On the legislature’s Opening Day, when all eyes are on Montpelier, Scott is hosting a pitch session for, in the words of VTDigger’s Anne Galloway,

…business people of all stripes to pitch ideas about how to rejuvenate Vermont’s economy. Each person gets 5 minutes to tell lawmakers what they could do to help businesses thrive in Vermont.

The pitch session, billed as “Priority #1 on Day One,” will be from 4 p.m. to 5:30 p.m. at the Capitol Plaza Hotel in Montpelier and will be followed by a reception.

“A reception” at which, I’m sure, donations will be cheerfully accepted.

But beyond that, Scott is spotlighting his own prescription for what ails Vermont, and making an absolutely unapologetic pitch of his own — for the support of the state’s business community. He is positioning himself as the business community’s advocate in Montpelier.

Has he ever done anything like this before? Nope.

Is there any doubt that his decisive victory over Dean Corren and the scent of gubernatorial blood in the water has awakened Mr. Nice Guy’s inner predator?

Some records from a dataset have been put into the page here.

PR #1609, opened 2026-01-06
BaseTools: Add support for preserving build ID

cfernald:
## Description

Adds an optional flag that will copy the build-id section from the input ELF file to the output firmware image. The Build ID is used for debugging and allows tools to match the firmware image with the correct debug symbols.

- [x] Impacts functionality?
- [ ] Impacts security?
- [ ] Breaking change?
- [ ] Includes tests?
- [ ] Includes documentation?

## How This Was Tested

Tested on Q35 & SBSA with GCC5 toolchain

## Integration Instructions

N/A

### DIFF
--- a/BaseTools/Source/C/GenFw/Elf64Convert.c
+++ b/BaseTools/Source/C/GenFw/Elf64Convert.c
@@ -304,6 +304,11 @@ IsBuildIdShdr (
 {
   Elf_Shdr *Namedr = GetShdrByIndex(mEhdr->e_shstrndx);
 
+  if (Namedr->sh_offset + Shdr->sh_name >= mFileBufferSize) {
+    assert(FALSE);
+    return FALSE;
+  }
+
   return (BOOLEAN) (strcmp((CHAR8*)mEhdr + Namedr->sh_offset + Shdr->sh_name, ELF_BUILD_ID_SECTION_NAME) == 0);
 }
 
--- a/BaseTools/Source/C/GenFw/Elf64Convert.c
+++ b/BaseTools/Source/C/GenFw/Elf64Convert.c
@@ -130,6 +130,8 @@ STATIC UINT32 mHiiRsrcOffset;
 STATIC UINT32 mRelocOffset;
 STATIC UINT32 mDebugOffset;
 STATIC UINT32 mExportOffset;
+STATIC UINT32 mBuildIdOffset;
+STATIC BOOLEAN mBuildIdFound;
 //
 // Used for RISC-V relocations.
 //
@@ -227,6 +229,10 @@ InitializeElf64 (
     ElfFunctions->WriteExport = WriteExport64;
   }
 
+  if (mBuildIdFlag) {
+    mCoffNbrSections ++;
+  }
+
   return TRUE;
 }
 
@@ -288,6 +294,17 @@ IsHiiRsrcShdr (
   Elf_Shdr *Namedr = GetShdrByIndex(mEhdr->e_shstrndx);
 
   return (BOOLEAN) (strcmp((CHAR8*)mEhdr + Namedr->sh_offset + Shdr->sh_name, ELF_HII_SECTION_NAME) == 0);
+}
+
+STATIC
+BOOLEAN
+IsBuildIdShdr (
+  Elf_Shdr *Shdr
+  )
+{
+  Elf_Shdr *Namedr = GetShdrByIndex(mEhdr->e_shstrndx);
+
+  return (BOOLEAN) (strcmp((CHAR8*)mEhdr + Namedr->sh_offset + Shdr->sh_name, ELF_BUILD_ID_SECTION_NAME) == 0);
 }
 
 STATIC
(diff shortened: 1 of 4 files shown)


BaseTools/Source/C/GenFw/Elf64Convert.c
```diff
@@ -1233,18 +1284,41 @@ ScanSections64 (
...
     // Don't make a section of size 0.
     NtHdr->Pe32Plus.FileHeader.NumberOfSections--;
   }
 
+  //
+  // Add build-ID section if requested and found
+  //
+  if (mBuildIdFlag) {
+    if (mBuildIdFound) {
+      CreateSectionHeader (".bldid", mBuildIdOffset, mRelocOffset - mBuildIdOffset,
```
cfernald, line 1318: I'm on the fence here. It feels odd to change the section name from `.build-id` to `.bldid`. This is currently being done because of the direct section size name limit. Longer names can be used, but required introducing complexity to genfw. My initial thinking is that this image already doesn't conform to image standards so the rename is worth it to avoid adding complexity, though perhaps that is lazy rationalization. Thoughts?

os-d: Is changing the section name going to affect any existing ELF parsing tools that work or kind of work on the franken-image? i.e. is WinDbg going to look for .build-id when we tell it this in actually an ELF image? Presumably not or you wouldn't be going for .bldid. Will it affect gdb debugging this and seeing this .bldid?

I would tend to leave the section name as is if it isn't a huge amount of complexity. But, I don't have a strong feeling on it. I would suggest taking this to edk2 and getting feedback there (we should upstream this anyway).

os-d (approved):

BaseTools/Source/C/GenFw/Elf64Convert.c
```diff
@@ -1114,6 +1131,40 @@ ScanSections64 (
     }
   }
 
+  //
+  //  The build-ID section.
+  //
+  mBuildIdOffset = mCoffOffset;
```
Javagedes, line 1142: should we be gating this behind `mBuildIdFlag == TRUE` ?

Javagedes: I Should have "started a review" so I could have quietly deleted this comment. Looks like it's necessary regardless for the .rsrc section logic below.

Javagedes (approved):

BaseTools/Source/C/GenFw/Elf64Convert.c
```diff
@@ -1114,6 +1131,40 @@ ScanSections64 (
...
+          mCoffOffset += (UINT32) shdr->sh_size;
+          mCoffOffset = CoffAlign(mCoffOffset);
+          mBuildIdFound = TRUE;
+        }
+        break;
+      }
+    }
+
+    if (!mBuildIdFound) {
+      Warning (NULL, 0, 0, NULL, "Build ID section is not found in %s.", mInImageName);
```
makubacki, line 1169: In `InitializeElf64()` you had:

```c
  if (mBuildIdFlag) {
    mCoffNbrSections ++;
  }
```

Does `mCoffNbrSections` need to be decremented heere if the build-id section is not found?

BaseTools/Source/C/GenFw/Elf64Convert.c
```diff
@@ -290,6 +296,17 @@ IsHiiRsrcShdr (
...
 
+STATIC
+BOOLEAN
+IsBuildIdShdr (
+  Elf_Shdr *Shdr
+  )
+{
+  Elf_Shdr *Namedr = GetShdrByIndex(mEhdr->e_shstrndx);
+
+  return (BOOLEAN) (strcmp((CHAR8*)mEhdr + Namedr->sh_offset + Shdr->sh_name, ELF_BUILD_ID_SECTION_NAME) == 0);
```
makubacki, line 312: It feels like there should be additional validation to check bounds here. Is that covered somewhere else? For example, in other places something like this checks the offset against the file size.

```c
        if (Shdr->sh_offset + Shdr->sh_size > mFileBufferSize) {
          return FALSE;
        }
```

makubacki (approved):

BaseTools/Source/C/GenFw/Elf64Convert.c
makubacki: @cfernald, can you clarify what tools are expected to process the copied section?

`build-id` is mentioned in [elf docs](https://www.man7.org/linux/man-pages/man5/elf.5.html) and [gdb docs](https://sourceware.org/gdb/current/onlinedocs/gdb.html/Separate-Debug-Files.html), so it'd probably be simpler to just preserve the name to reduce confusion.

cfernald: yeah, the reason I wasn't original concerned with that is because we are not generally following any sane mechanims for dwarf symbol resolution generally, so if we aren't following anything standard up to this point, why start now. That said, I can switch to the full redirected name.

cfernald: The only tool checking this would be our own extension.

cfernald: @makubacki @os-d , fun story. So I implemented string table support in genfw only to realize that the loader drops string table, which is apparently pretty standard. Meaning that even if we use `.build-id` it will just look like `/4` at runtime with no additional information. I'm going to leave this `.bldid`, obviously this is unfortunate, but considering no standard tools are going to make sense of this anyways I think it's better then the alternative of complicating genfw, adding even more file bloat, and having to change the EFI PE loader.

os-d: Makes sense to me. Thanks for trying.

BaseTools/Source/C/GenFw/Elf64Convert.c
cfernald: I'm doing it later on line 1318 for the actual image. Technically I could do it to the global, but all the other examples (e.g. HiiRsrc) do it this way so it's best to be consistent.

BaseTools/Source/C/GenFw/Elf64Convert.c
cfernald: Yeah, i frankly just copy-pasted the other header checks around this function, but better to be safe. Will add, though will make it an assert to avoid masking bad image issues.

os-d (approved):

Nope.

And while “business people of all stripes” are invited (bring your checkbooks!), look at the list of business groups already lined up for five-minute pitches:

Vermont Chamber of Commerce

Lake Champlain Regional Chamber of Commerce

Vermont Technology Alliance

Vermont Retail and Grocers’ Association

Vermont Businesses for Social Responsibility

Associated Industries of Vermont

Vermont Association of Chamber of Commerce Executives

FreshTracks Capital

Vermont Sustainable Jobs Fund

Associated General Contractors

Vermont Ski Areas Association

Vermont Association of Realtors

That list includes a few good guys — VBSR, Sustainable Jobs Fund, Fresh Tracks — plus all the usual business-community power brokers. Gee, I wonder what they’ll say.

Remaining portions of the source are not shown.